Task requirements. From the listing below, copy each line that holds "opened".
----------------
Issue #684, opened 2024-03-11
Consider removing `ownership` and `sandbox` from `browsingContext.locateNodes`


sadym-chromium:
`browsingContext.locateNodes` returns an array of `script.NodeRemoteValue`, and `sharedId` can be used instead of `handle` throughout all the sandboxes.

whimboo:
I think (if I remember correctly) we originally added both because of a request from Google. From our side we do not have a special use-case given as you say the `sharedId` is stable as long as the process exists.

sadym-chromium:
> I think (if I remember correctly) we originally added both because of a request from Google. From our side we do not have a special use-case given as you say the `sharedId` is stable as long as the process exists.

@whimboo If we talk about a generic script serialization, we cannot provide a stable `sharedId` for a generic ecmascript objects, only for DOM. But the `browsingContext.locateNodes` returns a list of nodes, and we can do that.

sadym-chromium:
@jimevans so the idea is to serialize with `ownership: none`, and never provide a handle. If so, we don't need a sandbox anymore. The [*serialize as a remote value*](https://w3c.github.io/webdriver-bidi/#serialize-as-a-remote-value) requires realm only to provide handles in 
>**step 4** *Let handle id be the handle for an object with realm, ownership type and value.*

If we don't have a major concerns here, I will prepare a PR.

sadym-chromium:
Here we go: https://github.com/w3c/webdriver-bidi/pull/688

sadym-chromium:
Implemented in https://github.com/w3c/webdriver-bidi/pull/688.

PR #688, opened 2024-03-12
Default `ownership` to `none` in `browsingContext.locateNodes`

sadym-chromium:
Addressing https://github.com/w3c/webdriver-bidi/issues/684.

Support only `ownership: none` in `browsingContext.locateNodes`. For that, _"get a realm from a browsing context"_ had to be extracted from _"get a realm from a target"_.

The algorithm uses the default browsing context's realm instead of sandbox. This does not have any observable effects, as the sandbox specific `handle` is not provided in case of `ownership: none`.

***
<a href="https://pr-preview.s3.amazonaws.com/w3c/webdriver-bidi/pull/688.html" title="Last updated on Mar 12, 2024, 1:19 PM UTC (77fe9d0)">Preview</a> | <a href="https://pr-preview.s3.amazonaws.com/w3c/webdriver-bidi/688/92650cd...77fe9d0.html" title="Last updated on Mar 12, 2024, 1:19 PM UTC (77fe9d0)">Diff</a>

### DIFF
--- a/index.bs
+++ b/index.bs
@@ -8643,9 +8643,13 @@ To <dfn>get a realm from a target</dfn> given |target|:
 
 1. If |target| matches the <code>script.ContextTarget</code> production:
 
+  1. Let |sandbox| be null.
+
+  1. If |target| [=map/contains=] "<code>sandbox</code>", set |sandbox| to
+     |target|["<code>sandbox</code>"].
+
   1. Let |realm| be [=get a realm from a browsing context=] with
-    |target|["<code>context</code>"] and |target|["<code>sandbox</code>"] if present,
-    or an null otherwise.
+     |target|["<code>context</code>"] and |sandbox|.
 
 1. Otherwise:
 
--- a/index.bs
+++ b/index.bs
@@ -3258,8 +3258,6 @@ list of all nodes matching the specified locator.
          context: browsingContext.BrowsingContext,
          locator: browsingContext.Locator,
          ? maxNodeCount: (js-uint .ge 1),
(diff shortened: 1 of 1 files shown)


index.bs
```diff
@@ -8626,28 +8613,39 @@ This is useful in cases where a context identifier can stand in for the realm
...
+To <dfn>get a realm from a target</dfn> given |target|:
 
-    1. Let |realm| be |environment settings|' [=realm execution context=]'s
-       Realm component.
+1. If |target| matches the <code>script.ContextTarget</code> production:
 
-  1. Otherwise: let |realm| be result of [=trying=] to
-     [=get or create a sandbox realm=] given |target|["<code>sandbox</code>"] and
-     |context|.
+  1. Let |realm| be [=get a realm from a browsing context=] with
```
jgraham, line 8646: I'd prefer to split this into two steps, first getting the sandbox and then calling `get a realm from a browsing context`, just to avoid the awkward parsing of the "if present, or null otherwise" part.

jgraham (approved):

index.bs
sadym-chromium: Agree, done

jgraham (approved):

sadym-chromium:
Merging, as I assume @jimevans in the [comment](https://github.com/w3c/webdriver-bidi/issues/684#issuecomment-1988853789) approved this approach as well.

whimboo:
@sadym-chromium are you going to update the wpt tests and the BiDi client browsing_context module?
----------------
Task response.
Issue #684, opened 2024-03-11
PR #688, opened 2024-03-12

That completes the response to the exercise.